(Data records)
PR #528, opened 2019-06-13
Make R.Swift compatible with Swift 5.0

elenipapanik:
When trying to compile the R.generated swift file code with Swift 5.0 I stumbled upon the following error:

Screenshot 2019-06-13 at 13 09 23

Therefore, I changed the `NibStructGenerator` to generate `NSString `as key dictionary of the `optionsOrNi`l parameter instead of `UINIb.OptionsKey` type which fixes the compile error.


tomlokhorst:
Are you using version 5 of `R.swift.Library` together with R.swift 5?
The generated code should already be compatible with the library.

elenipapanik:
Yes, I am using R.swift.Library v5.0.1 and I am still getting the same error.

PR #535, opened 2019-07-20
Reorder Module Imports in Generated Source Code

### LINKED ISSUE #534: Imported Namespaces Should Prefix Rswift Import
## The Problem

I am using R.swift in a multi-framework application. For example, I have the following projects in my workspace:

* **MyApp**: the main iOS application with the AppDelegate, etc.
* **Core**: a dynamic framework with shared code and external libraries. The external libraries are Cocoapod dependencies that are being linked as static frameworks using the [cocoapods-static-swift-framework](https://github.com/leavez/cocoapods-static-swift-framework) plugin. This framework is used to share code between the main app and extensions.
* **Views**: a dynamic framework with my custom UIViewController and UIView classes. I have them in a framework so that I can play with them in a Playground and also to isolate untestable UI code for code coverage reporting.
* **Services**: code for calling external services. It's isolated into its own framework to be used in a Playground and for code coverage reasons.
* **Features**: my main business logic code.

My intent is that I want to link R.swift.library into my **Core** framework and then reference that in the `R.generated.swift` files that I generate for each of my frameworks, extensions, and the main application. And this works using the `--import` command line argument. The problem is that `--import` appends the `import Core` statement after the `import RSwift` line, which causes a compilation error. The `import Core` statement must be before `import RSwift` in order for the compiler to be able to find the `RSwift` module inside of the `Core` framework.

If I move the `pod 'Rswift'` line in my `Podfile` outside of the `Core` framework target, then `R.swift.library` gets added to my application and all of my frameworks and I receive conflict warnings at runtime because the linker finds multiple copies of `R.swift.library`.

## The Proposal

My proposal is that the `swift` tool be changed to add imports specified using the `--import` argument before the `import Rswift` statement.

mfcollins3:
I updated `ImportPrinter` to change the order of the imports that are
generated in the output source code. Previously all imports were being
sorted alphabetically and then output to the generated source code. This
was a problem if `R.swift.library` is being statically linked in another
dynamic framework and the containing framework's module name is
alphabetically after the `Rswift` module name. In this case, the Swift
compiler does not correctly import the `Rswift` module.

I changed `ImportPrinter` to always output modules that are specified
using the `--import` command line argument before modules that are
extracted from the source code. This should fix the import issue.

I updated `CallInformation.swift` to pass the list of modules as an array
instead of a set in order to keep the order in which they were specified
on the command line in order to ensure proper ordering of imports in
the generated source code.

Resolves #534

### DIFF
--- a/Sources/RswiftCore/CallInformation.swift
+++ b/Sources/RswiftCore/CallInformation.swift
@@ -16,7 +16,7 @@ public struct CallInformation {
   let rswiftIgnoreURL: URL
 
   let accessLevel: AccessLevel
-  let imports: Set<Module>
+  let imports: [Module]
 
   let xcodeprojURL: URL
   let targetName: String
@@ -39,7 +39,7 @@ public struct CallInformation {
     rswiftIgnoreURL: URL,
 
     accessLevel: AccessLevel,
-    imports: Set<Module>,
+    imports: [Module],
 
     xcodeprojURL: URL,
     targetName: String,
--- a/Sources/RswiftCore/SwiftTypes/CodeGenerators/ImportPrinter.swift
+++ b/Sources/RswiftCore/SwiftTypes/CodeGenerators/ImportPrinter.swift
@@ -13,19 +13,22 @@ import Foundation
 struct ImportPrinter: SwiftCodeConverible {
   let swiftCode: String
 
-  init(modules: Set<Module>, extractFrom structs: [Struct?], exclude excludedModules: Set<Module>) {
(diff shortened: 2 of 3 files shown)


mac-cain13:
Thanks for the PR seems like a fine proposal to fix your issue. I need some time to review the code & try it out. I would like to try to have this in the 5.1 release.

tomlokhorst:
Thanks for you detailed issue and PR!

I've added a comment in the code referring to this issue, for future reference.

PR #538, opened 2019-07-28
Add Mint Support (Includes Updated Documentation)

robfeldmann:
This PR includes the previous pull request from @lilpit and adds the following modifications:

- provides the additional documentation requested by @mac-cain13 in the original PR review
- adds .swiftpm to the .gitignore file (pretty sure this should be ignored)

As a refresher, @lilpit submitted #485 :

> If you don't use Cocoapods in your project, there is no proper way to manage the R.swift dependancy.
> 
> A dependency manager based on SwifPM called Mint is ganning traction in the community and is already supported by some other swift based tools like Carthage or SwiftGen.
> 
> This PR just adds a product to Package.swift, the only required thing needed by Mint to work.
> To make R.swift installable via mint, a new Release of R.Swift will be needed

**NOTE**: My `R.Swift.Library` [Pull Request 34](https://github.com/mac-cain13/R.swift.Library/pull/34) should also be accepted (probably first) because it is required for the instructions in part 2 here.

Thanks!

### DIFF
--- a/.gitignore
+++ b/.gitignore
@@ -16,3 +16,4 @@ rswift.xcodeproj
 .build
 build
 DerivedData
+.swiftpm
--- a/Package.swift
+++ b/Package.swift
@@ -6,6 +6,9 @@ let package = Package(
   platforms: [
     .macOS(.v10_11)
   ],
+  products: [
+    .executable(name: "rswift", targets: ["rswift"])
+  ],
   dependencies: [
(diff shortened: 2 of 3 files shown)


tomlokhorst:
Thanks a lot for this detailed PR!

Library installation instructions don't work yet because there isn't a tag for an SPM release. But that will be fixed before the R.swift 5.1 release.

Issue #219, opened 2016-05-20
Localised Strings in addition to currentLocale


uny:
I would like to use localized strings in addition to `NSLocale.currentLocale()`.

**Pattern 1:**

``` swift
struct string {
  struct localizable {
    let locale: NSLocale
    init(locale: NSLocale = NSLocale.currentLocale()) {
      self.locale = locale
    }
    /// Locales: en, ja
    static func helloWorld() -> String {
        return String(format: NSLocalizedString("HelloWorld", comment: ""), locale: self.locale)
    }
  }
}
```

**Pattern 2:**

``` swift
struct string {
  struct en {
    /// Locales: en, ja
    static func helloWorld() -> String {
        return String(format: NSLocalizedString("HelloWorld", comment: ""), locale: NSLocale(localeIdentifier: "en"))
    }
  }
}
```

tomlokhorst:
Hey, thanks for creating this issue!

I do plan on adding a feature to R.string for requesting a localized string in a specific locale. Currently, it always chooses the preferred localization.

For now, it's possible to use the generated `StringResource` to get the strongly typed key for a localized string. You can do something like this:

```swift
let basePath = NSBundle.mainBundle().pathForResource("Base", ofType: "lproj")!
let nlPath = NSBundle.mainBundle().pathForResource("nl", ofType: "lproj")!
let baseBundle = NSBundle(path: basePath)!
let nlBundle = NSBundle(path: nlPath)!

let baseTripsTitle = baseBundle.localizedStringForKey(R.string.planner.tripsTitle.key, value: nil, table: R.string.planner.tripsTitle.tableName)
let dutchTripsTitle = nlBundle.localizedStringForKey(R.string.planner.tripsTitle.key, value: nil, table: R.string.planner.tripsTitle.tableName)
```

uny:
Thank you!
Currently, I am doing the same as your suggestion.

I need time to read and understand the code, but I would like to contribute when I can.
Do you have any idea to implement this feature (pattern 1, pattern 2, or others)?

mbesnili:
Any progress on this issue ? Maybe you can give some ideas about how this feature should be implemented, so that someone else can be implemented.

tomlokhorst:
I haven't taken the time to think about this more, since I don't need this at the moment.

The project I'm currently working on does need localised strings for a specific locale, but it's still a few months before we'll start working on that feature.

[...]

PR #553, opened 2019-08-31
Localised Strings in addition to Locale.preferredLanguages

tomlokhorst:
Adds optional `preferredLanguages` parameter to generated strings functions. Used as a replacement for `Locale.preferredLanguages`.

Usage:

```swift
// Assuming the app is localised in English and French
// Returns French localisation, even if Phone is set to English
let hello = R.string.welcome.hello(preferredLanguages: ["nl", "fr"])
```

Fixes https://github.com/mac-cain13/R.swift/issues/219

### DIFF
--- a/LocalizedStringApp/LocalizedStringApp.xcodeproj/project.pbxproj
+++ b/LocalizedStringApp/LocalizedStringApp.xcodeproj/project.pbxproj
@@ -1,0 +1,677 @@
+// !$*UTF8*$!
+{
+	archiveVersion = 1;
+	classes = {
+	};
+	objectVersion = 50;
+	objects = {
+
+/* Begin PBXBuildFile section */
+		4BBE4418B51EC4EA7E8ED322 /* libPods-LocalizedStringApp.a in Frameworks */ = {isa = PBXBuildFile; fileRef = 9E8A7683B1C7BA67F4482933 /* libPods-LocalizedStringApp.a */; };
+		76F4720C6B697E9677FA72D7 /* libPods-LocalizedStringAppTests.a in Frameworks */ = {isa = PBXBuildFile; fileRef = B0E837DDBD8F520F45BD3C01 /* libPods-LocalizedStringAppTests.a */; };
+		E264FBA12319055A008E0DB5 /* AppDelegate.swift in Sources */ = {isa = PBXBuildFile; fileRef = E264FBA02319055A008E0DB5 /* AppDelegate.swift */; };
+		E264FBB82319055D008E0DB5 /* LocalizedStringAppTests.swift in Sources */ = {isa = PBXBuildFile; fileRef = E264FBB72319055D008E0DB5 /* LocalizedStringAppTests.swift */; };
+		E264FBCF2319082F008E0DB5 /* one.strings in Resources */ = {isa = PBXBuildFile; fileRef = E264FBCE2319082E008E0DB5 /* one.strings */; };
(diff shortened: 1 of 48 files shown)


tomlokhorst:
Note: As of iOS 13, end users can select the preferred language for an app in Settings.

abdelmagied94:
@tomlokhorst Could we set the preferred language in general instead of insert it in each call?

tomlokhorst:
No, that's not possible with this API.

abdelmagied94:
@tomlokhorst Thanks for your response! In my app, I let the user choose the language he wants in the start of the app. Therefore, I try to find a way to make this the default localization language. I see you set the `applicationLocale` with the first preferred language. Couldn't we set it dynamic?

IharAndreyeu:
Would be great if preferredLanguages: would be a method of string resource. I too face a situation where I need to change locale throughout the app, an the current API does not allow me to do that without every piece of the app knowing what the current locale is.

shadyk:
@IharAndreyeu @abdelmagied94  were you able to have work around regarding this?

theScud:
@tomlokhorst wanted to check with regards to the above comment, setting preferred language globally for the entire app. Is there anything in the roadmap to address this use case ?

mobilase:
Yesterday I change all my strings(~1k) to R.string in my app. In my app I can change language of app.
But after change strings to R.string - change language in app not working.
I need global change of locale. How I can do it? Variant with preferredLanguages does not suit me.

mobilase:
With help of [Article: Strong Typed Resources Management with R.swift](https://medium.com/@dayton159/strong-typed-resources-management-with-r-swift-1e3c8093ea41) - I found my workaround.

I create module Languages (where enum Languages and extension R)

```
import Foundation
import Localize_Swift
import Rswift

enum Languages: String {
    case ru
    case en
    case lt
    case lv
    case et
}

extension Languages {
    var langcode: String {
        switch self {
        case .en:
            return "en"
        case .ru:
            return "ru-RU"
        case .lt:
            return "lt-LT"
        case .lv:
            return "lv-LV"
        case .et:
            return "et-EE"
        }
    }
    
    static private var preffered: Languages = Languages.en
    static private var langBundle: Bundle?
    
    static func getLang() -> String {
        return preffered.langcode
    }
    
    static func setLang(_ langCode: String) {
        preffered = Languages(rawValue: langCode) ?? Languages.en
        let url = Bundle(for: R.ClassR.self).url(forResource: preffered.langcode, withExtension: "lproj")
        langBundle = Bundle(url: url!)
    }
    
    static func getBundle() -> Bundle? {
        if (langBundle == nil) {
            let url = Bundle(for: R.ClassR.self).url(forResource: preffered.langcode, withExtension: "lproj")
            langBundle = Bundle(url: url!)
        }
        return langBundle
    }
    
    static func getName(_ code: String) -> String {
        let locale : NSLocale = NSLocale(localeIdentifier: code)
        return locale.displayName(forKey: NSLocale.Key.identifier, value: code) ?? code
    }
    
    static func getLocalName(_ code: String) -> String {
        return Localize.displayNameForLanguage(code)
    }
}

extension R {
    static var text = R.string.localizable.self
    
    fileprivate class ClassR {}
    
    static func local(_ string: StringResource) -> String {
        return NSLocalizedString("\(string.key)", bundle: Languages.getBundle()!, comment: "")
    }
}
``` 

And when I change language of app I run this:
```
Languages.setLang(langCode)
```

And strings...
Before R.swift:
```
"test".localized()
```
With standard R.swift:
```
R.string.localizable.test()
```
With my workaround:
```
R.local(R.text.test)
```

PR #555, opened 2019-09-12
SegueGenerator: Skip segues that have an empty identifier

### LINKED ISSUE #525: Warnings are generated for segues with an empty identifier where they shouldn't be
Steps to reproduce:

1. Create a 'show' segue or similar between two viewcontrollers in a storyboard
2. Give it an identifier
3. Clear the identifier field again

Expected result:

1. I don't get any warnings

Result:

1. Because the segue identifier in the storyboard XML is now an empty string instead of a null, I get the warning `[R.swift] Skipping 1 segue for 'FooController' because no swift identifier can be generated for segue: ''`

mbernson:
This PR causes the generator to skip any segues with an empty string identifier.

For some types of segues, such as from a UIButton to another view controller, a segue identifier is not required. When it **is** required, for example in a view controller initiated segue, Xcode will warn the user about it already, so R.swift doesn't need to warn about either case.

I'm not sure if I fixed it in the correct place, please let me know if you know a better way. :)

Closes #525


tomlokhorst:
Thanks for this PR!

Issue #563, opened 2019-10-02
Add Option to show development language defaults instead of keys if a translation is missing in a table.


scaio:
The current fallback behavior for `NSLocalizedString` checks if a table exists for a given locale but not if the key itself exists in the table. 

This means that if a key is missing (as often is the case for large products where the translations take a while to catch up) then the key itself will be returned unless a default value is specified, which currently only gets set for Base localization.

Projects using R.swift are prone to using keybased localization approaches, meaning keys are not actual English sentences but string ids (eg: `screenElement.someSubElement.mainText="Some very long winded text about something etc etc etc...";`). 

If you use key based localization and you have missing keys this effectively blocks you from releasing an app update until you get the translations, since you don't want users to see meaningless strings which is not ideal.

Arguably, if a release cannot wait for translations, the next best thing would be to at least attempt to default the missing keys to the development language so that user impact is minimized.

mac-cain13:
We're aiming to stay close to the behavior of Apples API. Is R.swift currently behaving different than using a plain call to `NSLocalizedString` would? I think `NSLocalizedString` would also return the key right and not the development language or am I mistaken?

scaio:
@mac-cain13 Thanks for replying :)

`NSLocalizedString` will return the key unless you pass a default value in case the key is not found. This allows one you use a non natural language key based approach with `NSLocalizedString` such as having the key be `my.buttton.text` (This seems to be the recommended approach by the r.swift docs). 

In an ideal world we should be able to halt releases until all translations are available. However,  that is often not feasible for production apps where you may need to ship a security update urgently or where you may want to run a beta tests before all translations are available. (especially if you have a broad range of supported languages!)

On an app using `NSLocalizedString` I would be able to use the `defaultValue` field to pass a natural language value in the development language to avoid having "garbage text" be visible to the user.

This PR aims to introduce this behavior **_as an opt in_** for users using non natural language keys, thus giving back some of the `defaultValue` functionality provided by `NSLocalizedString` that is currently obfuscated by `R.swift`.

Do you think there would be value in having this functionality in `R.swift`?

Is there another approach that you would recommend to support the use of non-natural language keys?

hujunfeng:
I agree with @scaio, and I would also like to see this option to be added. 

[...]

PR #564, opened 2019-10-02
Introduce useDevelopmentLanguageDefaults option

scaio:
## The problem this PR is trying to solve:
https://github.com/mac-cain13/R.swift/issues/563

## What this PR does:
This PR introduces a new flag `use-development-language-defaults` which when passed will cause the NSLocalizedString macros to have the `value:` option set to the translation value in the developmentLanguage if such a value is available and we are not using base localization.

## Testing
- I could really use some insight on how to properly unit test this behavior.

## End notes
First time opening a PR, please let me know if I missed something. I love this project and use it in pretty much all my apps. I think it would be great to have this functionality but please let me know if you think otherwise :)

### DIFF
--- a/Sources/RswiftCore/CallInformation.swift
+++ b/Sources/RswiftCore/CallInformation.swift
@@ -18,6 +18,7 @@ public struct CallInformation {
   let generators: [Generator]
   let accessLevel: AccessLevel
   let imports: [Module]
+  let useDevelopmentLanguageDefaults: Bool
 
   let xcodeprojURL: URL
   let targetName: String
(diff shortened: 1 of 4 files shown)


dphov:
@mac-cain13 Do you planned to include this feature to project?

snowman647:
@mac-cain13 would be nice to have this feature.

nikolayev:
It would be great if this makes into new release! Please take a look 🙏

mac-cain13:
If this makes us work more like Apples own API I would include this, but I think we're in line with `NSLocalizedString` now. We can discuss this further in https://github.com/mac-cain13/R.swift/issues/563

PR #579, opened 2019-11-04
Fix manual install example image

Eeyore741:
Fixed example image for manual install now has $SRCROOT var utilized (not $PODS_ROOT).


mac-cain13:
Thanks for the fix!

PR #588, opened 2019-11-30
Readme: suggest SPM as default install method

apptekstudios:
This PR adds install instructions for using R.Swift with SPM. This is preferable for those starting new projects and wanting to avoid cocoapods given the now-widespread support for SPM.

I changed it to be the recommended method, however opinions may differ... Please feel free to just add it as another option if that's preferable 😄

### DIFF
--- a/README.md
+++ b/README.md
@@ -85,11 +85,34 @@ Runtime validation with [`R.validate()`](Documentation/Examples.md#runtime-valid
 
 ## Installation
 
-[CocoaPods](http://cocoapods.org) is the recommended way of installation, as this avoids including any binary files into your project.
+**SwiftPackageManager** is the recommended way of installation, as this uses the built in XCode package manager.
 
-_Note on Carthage: R.swift is a tool used in a build step, it is not a dynamic library. Therefore [it is not possible](https://github.com/mac-cain13/R.swift/issues/42) to install it with Carthage._
+### SwiftPackageManager (recommended)
+#### 1) Add R.swift as a xcodeproject dependency
+1. In Xcode, go to File -> Swift Packages -> Add Package Dependency
+2. Paste the url of this repository: [https://github.com/mac-cain13/R.swift](https://github.com/mac-cain13/R.swift)
+3. Select 'Version: up to next major' and press *Next*
+4. Ensure that your targets are **not** ticked, and press **Finish**
 
-### CocoaPods (recommended)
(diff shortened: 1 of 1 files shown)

About this exercise: Each line of the data that includes "gitignore" should be copied.

Result below:
- adds .swiftpm to the .gitignore file (pretty sure this should be ignored)
--- a/.gitignore
+++ b/.gitignore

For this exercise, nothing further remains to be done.